Today I am taken by the microcosm which is the
<project>McFeely</project> project team. I feel compelled
to give advice even though I am no better off than they
are.
I too live in that murky sysadmin/would be progammer
world. I took the leap a few years ago to become a
consultant (actually I was pushed). But I have one client
for whom I am basically an employee - so I end up facing
many of the same questions of focus, direction, goals
and definition that cdent discusses in
his diary. Strangely, he also brings up the calculus
people - geometry people spectrum. My thesis
supervisor described this as holistic thinker -
linear thinker and suggested that I sat in the
middle too. I compare this to my work mates who have a
thirst for detail that I avoid if I can. I find myself
programming less and less, but remaining very
opinionated about the projects I work on. I guess
that's the overview thing.
jlf (a friend of
cdent) complains of being dragged into the
politics of his workplace, ouch. Workplace politics is a
huge problem - also do you really want to be a manager or
is it the only route up in your organisation. I've
often wondered what became of the chief programmer
team concept pioneered by Frederick P. Brooks it's
worth trying to sell the concept to management (even if
only to get yourself a reputation as a creative thinker).

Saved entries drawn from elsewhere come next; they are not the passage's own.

PR #251, opened 2024-05-22
feat: add onRoutesAvailable widget-event

dennyscode:
Ticket: https://lifi.atlassian.net/browse/LF-8355

### DIFF
--- a/packages/widget/src/components/Routes/RoutesExpanded.tsx
+++ b/packages/widget/src/components/Routes/RoutesExpanded.tsx
@@ -105,9 +105,16 @@ export const RoutesExpandedElement = () => {
   );
 
   const routeNotFound = !currentRoute && !isLoading && !isFetching && expanded;
-
+  const routesAvailable = (routes && routes?.length > 0) || false;
   const toAddressUnsatisfied = currentRoute && requiredToAddress && !toAddress;
   const allowInteraction = account.isConnected && !toAddressUnsatisfied;
+
+  useEffect(() => {
+    !isLoading &&
+      !isFetching &&
+      isFetched &&
+      emitter.emit(WidgetEvent.RoutesAvailable, routesAvailable);
+  }, [routesAvailable, emitter, isLoading, isFetching, isFetched, routes]);
 
   useEffect(() => {
     emitter.emit(WidgetEvent.WidgetExpanded, expanded);
--- a/packages/widget/src/components/Routes/RoutesExpanded.tsx
+++ b/packages/widget/src/components/Routes/RoutesExpanded.tsx
@@ -114,7 +114,7 @@ export const RoutesExpandedElement = () => {
       !isFetching &&
       isFetched &&
       emitter.emit(WidgetEvent.RoutesAvailable, routesAvailable);
-  }, [routesAvailable, emitter, isLoading, isFetching, isFetched, routes]);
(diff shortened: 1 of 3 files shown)


packages/widget/src/components/Routes/RoutesExpanded.tsx
```diff
@@ -105,10 +105,17 @@ export const RoutesExpandedElement = () => {
...
   const toAddressUnsatisfied = currentRoute && requiredToAddress && !toAddress;
   const allowInteraction = account.isConnected && !toAddressUnsatisfied;
 
+  useEffect(() => {
+    !isLoading &&
+      !isFetching &&
+      isFetched &&
+      emitter.emit(WidgetEvent.RoutesAvailable, routesAvailable);
+  }, [routesAvailable, emitter, isLoading, isFetching, isFetched]);
+
```
chybisov, line 118: As we discussed in Discord, it would make more sense to have it fire from the `useRoutes` hooks inside the query. That way we can subscribe to the event no matter which widget variant we use - compact or wide. Also, I'd return the routes array so integrators can also make use of it.

packages/widget/src/components/Routes/RoutesExpanded.tsx
```diff
@@ -105,10 +105,17 @@ export const RoutesExpandedElement = () => {
...
-
+  const routesAvailable = (routes && routes?.length > 0) || false;
   const toAddressUnsatisfied = currentRoute && requiredToAddress && !toAddress;
   const allowInteraction = account.isConnected && !toAddressUnsatisfied;
 
+  useEffect(() => {
+    !isLoading &&
+      !isFetching &&
+      isFetched &&
+      emitter.emit(WidgetEvent.RoutesAvailable, routesAvailable);
```
chybisov, line 116: Please use `if` here :)

packages/widget/src/types/events.ts
```diff
@@ -6,6 +6,7 @@ export enum WidgetEvent {
   RouteExecutionCompleted = 'routeExecutionCompleted',
   RouteExecutionFailed = 'routeExecutionFailed',
   RouteHighValueLoss = 'routeHighValueLoss',
+  RoutesAvailable = 'routesAvailable',
```
chybisov, line 9: If we are going to return the routes array, maybe it would be better to call it AvailableRoutes. In that case, we can assume that there can be no available routes, while with RoutesAvailable it looks like we always return only available ones 😄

If you haven't read Brooks' book the "Mythical Man Month"
it is a classic case study of (failed?) Cathedral
development methodologies.
nymia asks "how contractors like me
could get into the free software and open source
market". I recently won a nice contract to build a
community web site (which I have to fit in after hours of
my other client). It is a government contract, so although
their stock contract demanded copyright ownership, they
were perfectly happy to place the source under a GNU
licence. There are plenty of organisations who are driven
by social rather than business goals (government, unions,
charities), and plenty of other businesses who wouldn't
know what to do with source code if it hit them in the
head. If (realistically) they will never sell their in-huse
software, and it won't be of use to their direct
competitors, then you should be able to sell them on Open
source on the basis of price, performance, compatibility
etc.
He roa rawa te kakau o taku paipa - the handle of my
pipe is way too long.
p.s. oops there is no <project> tag.